### [Task brief]
Every line with the string "might" must be copied from the entries below.

-------- Source material --------

PR #1674, opened 2020-04-19
Cleanup of modelsim and questa makefiles

themperek:
Fix intension.
Remove outdated comments.

### DIFF
--- a/cocotb/share/makefiles/simulators/Makefile.questa
+++ b/cocotb/share/makefiles/simulators/Makefile.questa
@@ -40,9 +40,6 @@ endif
 
 ifeq (, $(CMD))
     $(error "Unable to locate command >$(CMD_BIN)<")
-else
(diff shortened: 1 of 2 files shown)


cocotb/share/makefiles/simulators/Makefile.questa
```diff
@@ -42,18 +42,18 @@ ifeq (, $(CMD))
     $(error "Unable to locate command >$(CMD_BIN)<")
 else
     MODELSIM_BIN_DIR := $(shell dirname $(CMD))
```
eric-wieser, line 44: Is this line used?

themperek: Not used. Was used in the past. -> Removed

eric-wieser:
Commit message has a typo, `Fix intension` -> `Fix indentation`

PR #1684, opened 2020-04-21
Prevent killed coroutines from running in corner case

ktbarrett:
From #1348. There is a corner case in the scheduling logic: if two coroutines are waiting on the same trigger and one kills the other, and if the killer is scheduled *before* the victim, the victim will still be scheduled.

This is distinct from #1349, this fixes the issue in the scheduling logic, while that PR attempts to add a feature to the scheduler.

### DIFF
--- a/cocotb/scheduler.py
+++ b/cocotb/scheduler.py
@@ -434,6 +434,9 @@ class Scheduler:
                 trigger.unprime()
 
                 for coro in scheduling:
+                    if coro._outcome is not None:
+                        # coroutine was unscheduled by another coroutine waiting on the same trigger
+                        continue
                     if _debug:
                         self.log.debug("Scheduling coroutine %s" % (coro.__qualname__))
                     self.schedule(coro, trigger=trigger)
--- a/cocotb/scheduler.py
+++ b/cocotb/scheduler.py
@@ -435,7 +435,7 @@ class Scheduler:
 
                 for coro in scheduling:
                     if coro._outcome is not None:
-                        # coroutine was unscheduled by another coroutine waiting on the same trigger
+                        # coroutine was killed by another coroutine waiting on the same trigger
                         continue
                     if _debug:
                         self.log.debug("Scheduling coroutine %s" % (coro.__qualname__))
--- a/tests/test_cases/test_cocotb/test_scheduler.py
+++ b/tests/test_cases/test_cocotb/test_scheduler.py
@@ -10,7 +10,7 @@ Test for scheduler and coroutine behavior
 """
 
 import cocotb
-from cocotb.triggers import Join, Timer, RisingEdge, Trigger, NullTrigger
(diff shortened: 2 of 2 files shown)


cocotb/scheduler.py
```diff
@@ -434,6 +434,9 @@ def _event_loop(self, trigger):
                 trigger.unprime()
 
                 for coro in scheduling:
+                    if coro._outcome:
```
eric-wieser, line 437:
```suggestion
                    if coro._outcome is not None:
```

tests/test_cases/test_cocotb/test_scheduler.py
```diff
@@ -178,3 +178,26 @@ def null_coroutine():
...
+async def test_kill_coroutine_waiting_on_the_same_trigger(dut):
+    # gh-1348
+    # NOTE: this test depends on scheduling priority, but the fix for gh-1348
+    # should prevent that from mattering
+    dut.clk.setimmediatevalue(0)
+
+    async def victim():
+        await Timer(1)  # prevent scheduling of RisingEdge before killer
+        await RisingEdge(dut.clk)
+        raise RuntimeError
```
eric-wieser, line 193: Possibly clearer as
```
nonlocal victim_resumed
victim_resumed = True
```

and then doing `assert not victim_resumed` below.
This means we don't have to rely on the exception-in-forked-coroutine semantics to catch the failure.

tests/test_cases/test_cocotb/test_scheduler.py
```diff
@@ -178,3 +178,30 @@ def null_coroutine():
         yield null_coroutine()
 
     yield Timer(100)
+
+
+@cocotb.test()
+async def test_kill_coroutine_waiting_on_the_same_trigger(dut):
+    # gh-1348
+    # NOTE: this test depends on scheduling priority, but the fix for gh-1348
+    # should prevent that from mattering
```
eric-wieser, line 187:
```suggestion
    # NOTE: this test depends on scheduling priority, assuming that the first
    # task to wait on a trigger is woken first. The fix for gh-1348 should
    # prevent that from mattering.
```

cocotb/scheduler.py
```diff
@@ -434,6 +434,9 @@ def _event_loop(self, trigger):
                 trigger.unprime()
 
                 for coro in scheduling:
+                    if coro._outcome is None:
```
eric-wieser, line 437:
```suggestion
                    if coro._outcome is not None:
```

cocotb/scheduler.py
```diff
@@ -434,6 +434,9 @@ def _event_loop(self, trigger):
                 trigger.unprime()
 
                 for coro in scheduling:
+                    if coro._outcome is not None:
+                        # coroutine was unscheduled by another coroutine waiting on the same trigger
```
eric-wieser, line 438:
```suggestion
                        # coroutine was killed by another coroutine waiting on the same trigger
```

PR #1685, opened 2020-04-21
Mention that this is the complete simulator list

cmarqu:


documentation/source/simulator_support.rst
```diff
@@ -4,7 +4,8 @@
 Simulator Support
 *****************
 
-This page documents specifics, limitations, workarounds etc. in the various simulators.
+This page lists all simulators that cocotb provides support for
+and documents specifics, limitations, workarounds etc.
```
themperek, line 9: We could add what support means. 
Maybe better "Cocotb can be used with the following simulators ..." 
Support is a big word in this case.

cmarqu: Changed, though the page title said "Support" since a very long time.

themperek: Long run we could add something that we try but there are differences and etc... Tell your simulator vendor to contribute! ;-)

PR #2211, opened 2020-11-20
gitpod: Run verilator with trace, improve general usability

cmarqu:
Injecting commands into the shell history now works correctly.
Only the VNC port is offered to open a preview or browser tab with.
Configure the Theia IDE to show leading and trailing whitespace.

_To check the effect of this PR, run: https://gitpod.io/#https://github.com/cocotb/cocotb/pull/2211_

### DIFF
--- a/.gitpod.yml
+++ b/.gitpod.yml
@@ -12,12 +12,24 @@ tasks:
       gp open ../hdl/dff.vhdl &&
       gp open Makefile &&
       gp open dff_cocotb.py &&
-      make SIM=icarus
+      make SIM=icarus &&
+      EXTRA_ARGS="-CFLAGS -DVM_TRACE_FST=1 --trace-fst --trace-structs" make SIM=verilator &&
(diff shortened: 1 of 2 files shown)


themperek (approved):
Looks OK. 
Would not be easier to dump vcd/fst with Icarus?

cmarqu:
> Looks OK.
> Would not be easier to dump vcd/fst with Icarus?

With Icarus, you would have to add the Verilog dump functions to the design, right? Just adding some command line options is nicer.

themperek:
> With Icarus, you would have to add the Verilog dump functions to the design, right? Just adding some command line options is nicer.

There are some workarounds but yes.

cmarqu:
> There are some workarounds but yes.

I seem to remember someone saying that it's possible to have two toplevels in the simulator. Then we may be able to use OOMR to refer from the dump module to the DUT. But maybe I'm misremembering.

PR #2212, opened 2020-11-20
Mention Verilog's join/join_any in triggers.py

cmarqu:

### DIFF
--- a/cocotb/triggers.py
+++ b/cocotb/triggers.py
@@ -762,6 +762,8 @@ class Combine(_AggregateWaitable):
     Fires when all of *triggers* have fired.
 
     Like most triggers, this simply returns itself.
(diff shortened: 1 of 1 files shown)


cocotb/triggers.py
```diff
@@ -791,6 +793,8 @@ class First(_AggregateWaitable):
 
     Returns the result of the trigger that fired.
 
+    This is cocotb's equivalent to Verilog's ``join_any``.
```
eric-wieser, line 796: I might go for the weaker wording of "This is similar to Verilog's ``join_any``"

cmarqu: Changed.

ktbarrett (approved):

PR #2213, opened 2020-11-21
Add link to Gitpod with latest released version to docs

cmarqu:


cmarqu:
For some reason, what looks fine locally for me (a link with "Gitpod" as the text) doesn't render nicely in RTD.

ktbarrett:
We aren't using Gitpod anymore, so I think this can close.

Issue #2215, opened 2020-11-22
Feature Request: Support for Xs


jshaker000:
Would it be possible for cocotb to define some kind of wrapper 'Logic' class that can hold a bus with X's on it, and defines and / or / etc as per the Verilog LRM? Sometimes it would be useful to be able to read back X's into python.

It would even be helpful to just have a function like 'isunknown' to know if any values on a bus are Z or X at a given time. This might exist, but if it does I couldnt find it in the docs.

ktbarrett:
#2059

cmarqu:
@jshaker000 ``isunknown`` exists as https://docs.cocotb.org/en/stable/library_reference.html?highlight=x#cocotb.binary.BinaryValue.is_resolvable but it's indeed hard to find.

jshaker000:
Are nets read from the dut always 'BinaryValues' then (which can be implicitly casted to int), or how does that work?

ktbarrett:
@jshaker000 Arrays of logic's and subtypes of that (`sfixed`, `unsigned`, etc.) are `BinaryValue`. Integer nets and constants (`integer`, `natural`, etc.) return `int`. Floating point nets and constants (`real`) return `float`. Boolean nets and constants (`boolean`) return `bool`. String nets and constants (`string`) return `bytes`.

jshaker000:
Thanks, yea it could be clearer on thw wiki but this is enough to get me started. Thanks!

ktbarrett:
@jshaker `int` is a Python builtin, so that's not possible. However, `is_resolvable` could be a free function that would accept `int` or `BinaryValue`, etc.

PR #2219, opened 2020-11-23
Make docstring for BinaryValue.is_resolvable clearer

cmarqu:
Refs #2215.

### DIFF
--- a/cocotb/binary.py
+++ b/cocotb/binary.py
@@ -328,7 +328,8 @@ class BinaryValue:
 
     @property
     def is_resolvable(self) -> bool:
-        """Return whether the value contains only resolvable (i.e. no "unknown") bits.
+        """
+        Return whether the value contains only resolvable (i.e. no "unknown") bits.
 
         By default the values ``X``, ``Z``, ``U`` and ``W`` are considered unresolvable.
         This can be configured with :envvar:`COCOTB_RESOLVE_X`.
--- a/cocotb/binary.py
+++ b/cocotb/binary.py
@@ -335,7 +335,7 @@ class BinaryValue:
         This can be configured with :envvar:`COCOTB_RESOLVE_X`.
 
         This is similar to the SystemVerilog Assertion ``$isunknown`` system function
-        (with an inverted meaning).
+        or the VHDL function ``is_x`` (with an inverted meaning).
         """
         return not any(char in self._str for char in BinaryValue._resolve_to_error)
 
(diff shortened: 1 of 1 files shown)


cocotb/binary.py
```diff
@@ -327,8 +327,15 @@ def signed_integer(self, val):
     get_value_signed = signed_integer.fget
 
     @property
-    def is_resolvable(self):
-        """Does the value contain any ``X``'s?  Inquiring minds want to know."""
+    def is_resolvable(self) -> bool:
+        """Return whether the value contains only resolvable (i.e. no "unknown") bits.
```
ktbarrett, line 331:
```suggestion
        """
        Return whether the value contains only resolvable (i.e. no "unknown") bits.
```
Is there an "official" recommendation on this style? I was under the impression keeping them on the same line for a one-liner docstring and having them on different lines for multiline docstrings was the recommended style. But what do I know?

cocotb/binary.py
```diff
@@ -327,8 +327,15 @@ def signed_integer(self, val):
...
+
+        By default the values ``X``, ``Z``, ``U`` and ``W`` are considered unresolvable.
+        This can be configured with :envvar:`COCOTB_RESOLVE_X`.
+
+        This is similar to the SystemVerilog Assertion ``$isunknown`` system function
+        (with an inverted meaning).
```
ktbarrett, line 337:
```suggestion
        This is similar to the SystemVerilog Assertion ``$isunknown`` system function
        or the VHDL function ``is_x`` (with an inverted meaning).
```

ktbarrett (commented):
Honestly I think the current docstring is clearer, we should stick with that /s.

cocotb/binary.py
cmarqu: It's in https://www.python.org/dev/peps/pep-0257/#multi-line-docstrings

ktbarrett: >  The summary line may be on the same line as the opening quotes or on the next line.

Seems like it doesn't matter. I think most of the current docstrings use the next line.

cmarqu:
> Honestly I think the current docstring is clearer, we should stick with that /s.

The current docstring is actually wrong though, isn't it? Only because we know what we expect inverts its meaning in our heads.
It also doesn't tell the whole truth.

Not that it really matters after all these years and with less than one year to live, but...

ktbarrett:
`/s` implied the previous comment was sarcasm. It's a terrible docstring. Thank you for changing it!

cmarqu:
Ah, heh.

ktbarrett (approved):

PR #2221, opened 2020-11-23
Improve _compat_mapping deprecation warnings

cmarqu:


ktbarrett:
codecov is failing because there is no longer any path checking `_compat_mapping`. Could you add a test for that to `test_deprecated`?

cmarqu:
Added the test, and actually made these proper `DeprecationWarnings` with the right `stacklevel` set.

ktbarrett (approved):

--------

### [Solved exercise]
eric-wieser, line 796: I might go for the weaker wording of "This is similar to Verilog's ``join_any``"
It would even be helpful to just have a function like 'isunknown' to know if any values on a bus are Z or X at a given time. This might exist, but if it does I couldnt find it in the docs.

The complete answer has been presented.